Of the 16% who don’t graduate, 6% transfer elsewhere and 10% drop out, apparently due to academic difficulties most of the time.

Is there a problem here? Certainly not with the transfers. Nothing has been lost to the university when a student concludes that he’d be better off at another institution and decides to leave. One can hardly fault the administration for having admitted a student who later finds that UNC is not the ideal school.

With the students who drop out for academic reasons, however, we might ask why they were admitted in the first place. Bernadette Gray-Little, dean of the College of Arts and Sciences, suggests that UNC’s minimum GPA for admittance (1.5) is too low. I should think so. It is rather surprising to learn that any student with only a 1.5 GPA would be considered, much less admitted, but evidently some are.

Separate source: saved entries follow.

PR #99, opened 2026-09-18
fix: MediaKitService() crashes list_packages and silently breaks get_setup_status (AI-12)

Sirajmx:
## The defect

The MCP `list_packages` tool constructs `MediaKitService()` with no arguments, but the class requires `storage`/`pricing_engine` positionally. Every call raises unconditionally:

```
> service = MediaKitService()
TypeError: MediaKitService.__init__() missing 2 required positional arguments: 'storage' and 'pricing_engine'
```

`get_setup_status` has the identical bug at its own media-kit check, but wrapped in a bare `try/except: pass`, so the crash never surfaces — it just silently reports `media_kit.configured: false` no matter what's actually in storage. Confirmed live: created a real `active` package via REST (`POST /packages`), then called `get_setup_status` over MCP — it still reported `{"configured": false, "package_count": 0}`, even though the package genuinely existed.

The equivalent REST routes (`GET /packages`, `GET /media-kit/packages`) construct the service correctly and are unaffected — this is specific to these two MCP call sites.

Already filed as `AI-12` (Highest priority — blocks the publisher happy path), reported independently of this fix.

There's a pre-existing integration test that targets exactly this — `tests/integration/test_mcp_streamable.py::test_list_packages` — but it self-skips silently unless a live server is already running and `SELLER_MCP_HTTP_URL` is set, so a bare `pytest tests/integration/` run reports it as "skipped," not failed. Ran it against a real running server on pristine `main`: it fails with the exact `TypeError` above, confirming this test would have caught the regression if it were ever actually exercised against a live server in CI.

## The fix

Added one `_media_kit_service()` helper that builds `MediaKitService` with `storage`/`pricing_engine`, mirroring the existing pattern `_registry_service()`/`_api_key_service()` already use in this same file (construct the same way `interfaces.api.deps` does, without importing the app module). Both call sites — `list_packages` and `get_setup_status` — now go through this one helper instead of each re-instantiating the service independently, so there's a single place this can break again instead of two.

## Behavior change

`get_setup_status`'s `media_kit.configured`/`package_count` fields now reflect reality instead of always reporting empty. Operators who relied on the setup wizard's media-kit check should re-run it — a "configured" media kit may now correctly show as configured for the first time.

## Verification

New tests in `tests/unit/test_mcp_server.py`: `TestMediaKitServiceHelper` (constructs the real service against a mocked storage, asserts the actual type/args) and `TestListPackages` (drives the tool end to end). Both deliberately avoid the existing test file's own pattern of mocking out the whole `media_kit_service` module — that pattern is exactly why this bug was invisible to the existing suite.

Negative control: reverted both call sites back to `MediaKitService()`, both new tests failed as expected (one `NameError`, one crash surfaced through the tool), confirming they're not vacuous.

Full unit suite: **1523 passed** (1521 on `main` + 2 new). Full integration suite (`tests/integration/`, matching CI's exact invocation): **53 passed, 13 skipped, 1 failed** — the one failure (`test_get_inbound_queue`, an auth-drift issue unrelated to media kit) is pre-existing on `main` too; confirmed identically on both branches, not introduced here.


atc964 (approved):
Constructor fix is correct and complete. Both zero-arg sites covered, no others in the repo, and the new tests genuinely fail pre-fix.

#106 fixes a different term of the same expression. `setup_complete` is `all([identity_configured, ad_server_configured, len(packages) > 0])`. This PR makes the third term reachable, since `MediaKitService()` raised unconditionally and the exception was swallowed, so `packages` was always empty. #106 makes the second term true for CSV and S3. In CSV mode both must land before `setup_complete` can become true. They merge clean and the order does not matter.

**Follow-up, not blocking:** the title says "silently breaks `get_setup_status`", and the silence is still there. The `except Exception: pass` is untouched, with no logging, in a file that has a module-level logger. A malformed package row or a storage outage still renders as "Setup is incomplete. I can walk you through the setup wizard step by step." That predates this PR, so it belongs in its own change, but the title currently claims more than the diff delivers.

The funny thing about the article is the discussion about the reasons for academic failure. “Some went to rural high schools that offered no advanced classes, and some are first-generation college students.”

Excuse me, but there is an elephant in the room. Suggesting that the trouble here is rural high schools or first-generation students is really a stretch. Why won’t the UNC officials admit that their affirmative action policy allows in a lot of students who are not academically a fit for the school?